> WHAT YOU WILL DO
Out of the entries that follow, copy each line containing "made".

SUPPLIED RECORDS: Begin

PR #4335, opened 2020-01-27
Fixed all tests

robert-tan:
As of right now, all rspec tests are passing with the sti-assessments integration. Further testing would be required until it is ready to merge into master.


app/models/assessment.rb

SUPPLIED RECORDS: End
SUPPLIED RECORDS: Begin

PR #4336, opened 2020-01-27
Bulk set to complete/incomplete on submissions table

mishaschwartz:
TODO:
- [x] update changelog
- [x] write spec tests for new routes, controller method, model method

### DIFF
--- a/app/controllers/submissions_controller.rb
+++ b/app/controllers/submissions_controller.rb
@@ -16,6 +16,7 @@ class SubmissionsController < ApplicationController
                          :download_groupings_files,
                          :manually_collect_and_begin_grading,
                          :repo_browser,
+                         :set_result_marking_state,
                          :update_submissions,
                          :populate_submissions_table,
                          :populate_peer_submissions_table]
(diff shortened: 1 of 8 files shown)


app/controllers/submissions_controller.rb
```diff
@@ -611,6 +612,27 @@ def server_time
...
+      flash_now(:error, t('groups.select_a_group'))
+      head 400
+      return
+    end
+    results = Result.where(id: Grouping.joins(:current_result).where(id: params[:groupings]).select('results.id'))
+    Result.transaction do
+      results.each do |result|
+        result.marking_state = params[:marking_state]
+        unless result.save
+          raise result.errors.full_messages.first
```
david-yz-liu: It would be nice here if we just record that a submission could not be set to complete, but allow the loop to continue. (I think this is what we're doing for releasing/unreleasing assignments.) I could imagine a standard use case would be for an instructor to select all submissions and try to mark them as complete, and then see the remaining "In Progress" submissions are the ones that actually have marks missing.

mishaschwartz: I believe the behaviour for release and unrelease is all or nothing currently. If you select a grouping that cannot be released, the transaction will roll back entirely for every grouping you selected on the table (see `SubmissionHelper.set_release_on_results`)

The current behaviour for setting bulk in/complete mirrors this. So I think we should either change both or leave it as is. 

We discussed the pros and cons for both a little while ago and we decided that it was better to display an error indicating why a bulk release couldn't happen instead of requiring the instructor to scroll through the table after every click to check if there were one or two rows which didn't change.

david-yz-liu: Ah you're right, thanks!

SUPPLIED RECORDS: End
SUPPLIED RECORDS: Begin

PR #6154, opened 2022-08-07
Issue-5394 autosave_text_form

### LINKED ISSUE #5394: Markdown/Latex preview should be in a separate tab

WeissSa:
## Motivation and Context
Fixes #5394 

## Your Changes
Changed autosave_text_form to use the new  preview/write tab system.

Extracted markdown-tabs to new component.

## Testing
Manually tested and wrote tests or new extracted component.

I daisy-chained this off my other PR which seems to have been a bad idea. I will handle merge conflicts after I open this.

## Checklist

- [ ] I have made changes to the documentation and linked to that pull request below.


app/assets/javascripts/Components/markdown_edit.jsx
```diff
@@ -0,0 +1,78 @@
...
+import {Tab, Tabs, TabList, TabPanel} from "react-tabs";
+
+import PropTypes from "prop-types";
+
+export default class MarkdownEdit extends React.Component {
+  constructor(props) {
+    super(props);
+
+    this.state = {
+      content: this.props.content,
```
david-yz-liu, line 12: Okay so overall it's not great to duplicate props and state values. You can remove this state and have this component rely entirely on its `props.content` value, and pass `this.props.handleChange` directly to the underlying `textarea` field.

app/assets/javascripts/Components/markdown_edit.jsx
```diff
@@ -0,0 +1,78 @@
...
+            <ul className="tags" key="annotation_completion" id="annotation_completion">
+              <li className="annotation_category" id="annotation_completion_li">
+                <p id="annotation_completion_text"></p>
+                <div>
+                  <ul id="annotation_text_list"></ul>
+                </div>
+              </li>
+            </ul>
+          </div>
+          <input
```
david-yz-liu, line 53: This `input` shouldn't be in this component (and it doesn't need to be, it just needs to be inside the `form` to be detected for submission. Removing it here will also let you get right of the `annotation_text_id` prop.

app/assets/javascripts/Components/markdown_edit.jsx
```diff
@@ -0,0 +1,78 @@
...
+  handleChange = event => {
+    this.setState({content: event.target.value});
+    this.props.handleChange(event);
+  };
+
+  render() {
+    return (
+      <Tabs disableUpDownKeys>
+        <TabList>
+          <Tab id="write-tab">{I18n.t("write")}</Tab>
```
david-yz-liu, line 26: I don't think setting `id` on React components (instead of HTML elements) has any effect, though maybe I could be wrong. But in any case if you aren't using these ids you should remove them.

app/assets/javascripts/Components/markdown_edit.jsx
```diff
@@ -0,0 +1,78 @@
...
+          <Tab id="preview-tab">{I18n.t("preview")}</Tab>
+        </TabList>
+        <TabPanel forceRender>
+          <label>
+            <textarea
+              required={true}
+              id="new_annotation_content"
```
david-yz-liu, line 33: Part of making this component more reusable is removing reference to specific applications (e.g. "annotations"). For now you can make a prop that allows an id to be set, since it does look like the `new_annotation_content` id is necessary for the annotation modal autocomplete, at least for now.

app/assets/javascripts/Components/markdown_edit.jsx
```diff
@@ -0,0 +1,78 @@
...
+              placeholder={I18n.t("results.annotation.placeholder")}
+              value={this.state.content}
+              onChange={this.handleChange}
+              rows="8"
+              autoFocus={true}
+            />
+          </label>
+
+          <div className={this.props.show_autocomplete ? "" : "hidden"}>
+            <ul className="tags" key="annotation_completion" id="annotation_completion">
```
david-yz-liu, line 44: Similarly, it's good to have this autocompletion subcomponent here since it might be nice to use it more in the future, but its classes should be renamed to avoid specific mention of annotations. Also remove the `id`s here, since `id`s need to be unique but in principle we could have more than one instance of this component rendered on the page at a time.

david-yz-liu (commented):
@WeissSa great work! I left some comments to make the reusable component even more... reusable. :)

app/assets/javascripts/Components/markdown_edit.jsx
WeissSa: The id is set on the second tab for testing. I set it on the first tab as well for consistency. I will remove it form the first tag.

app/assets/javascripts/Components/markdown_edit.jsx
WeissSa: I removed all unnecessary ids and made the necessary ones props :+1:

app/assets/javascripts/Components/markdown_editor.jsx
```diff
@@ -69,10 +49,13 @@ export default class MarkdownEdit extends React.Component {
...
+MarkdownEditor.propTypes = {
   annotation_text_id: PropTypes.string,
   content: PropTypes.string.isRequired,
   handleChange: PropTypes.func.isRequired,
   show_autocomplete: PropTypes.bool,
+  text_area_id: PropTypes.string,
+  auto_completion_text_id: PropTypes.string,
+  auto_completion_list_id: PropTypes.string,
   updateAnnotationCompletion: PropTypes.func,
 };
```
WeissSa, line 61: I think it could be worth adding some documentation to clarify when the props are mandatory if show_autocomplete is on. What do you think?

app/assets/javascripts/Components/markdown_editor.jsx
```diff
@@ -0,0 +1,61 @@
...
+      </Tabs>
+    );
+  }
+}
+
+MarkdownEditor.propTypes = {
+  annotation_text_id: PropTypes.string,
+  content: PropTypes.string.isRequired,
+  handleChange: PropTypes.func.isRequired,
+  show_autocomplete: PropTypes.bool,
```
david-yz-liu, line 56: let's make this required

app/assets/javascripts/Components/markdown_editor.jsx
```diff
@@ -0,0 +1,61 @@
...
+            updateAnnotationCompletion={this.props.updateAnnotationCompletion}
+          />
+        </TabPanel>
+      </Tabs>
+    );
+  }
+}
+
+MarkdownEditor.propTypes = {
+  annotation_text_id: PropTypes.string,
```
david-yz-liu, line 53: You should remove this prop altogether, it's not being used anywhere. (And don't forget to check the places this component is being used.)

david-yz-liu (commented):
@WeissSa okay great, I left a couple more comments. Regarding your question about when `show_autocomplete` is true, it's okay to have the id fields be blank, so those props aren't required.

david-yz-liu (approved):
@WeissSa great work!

SUPPLIED RECORDS: End

> EXPECTED OUTPUT
- [ ] I have made changes to the documentation and linked to that pull request below.
WeissSa: I removed all unnecessary ids and made the necessary ones props :+1:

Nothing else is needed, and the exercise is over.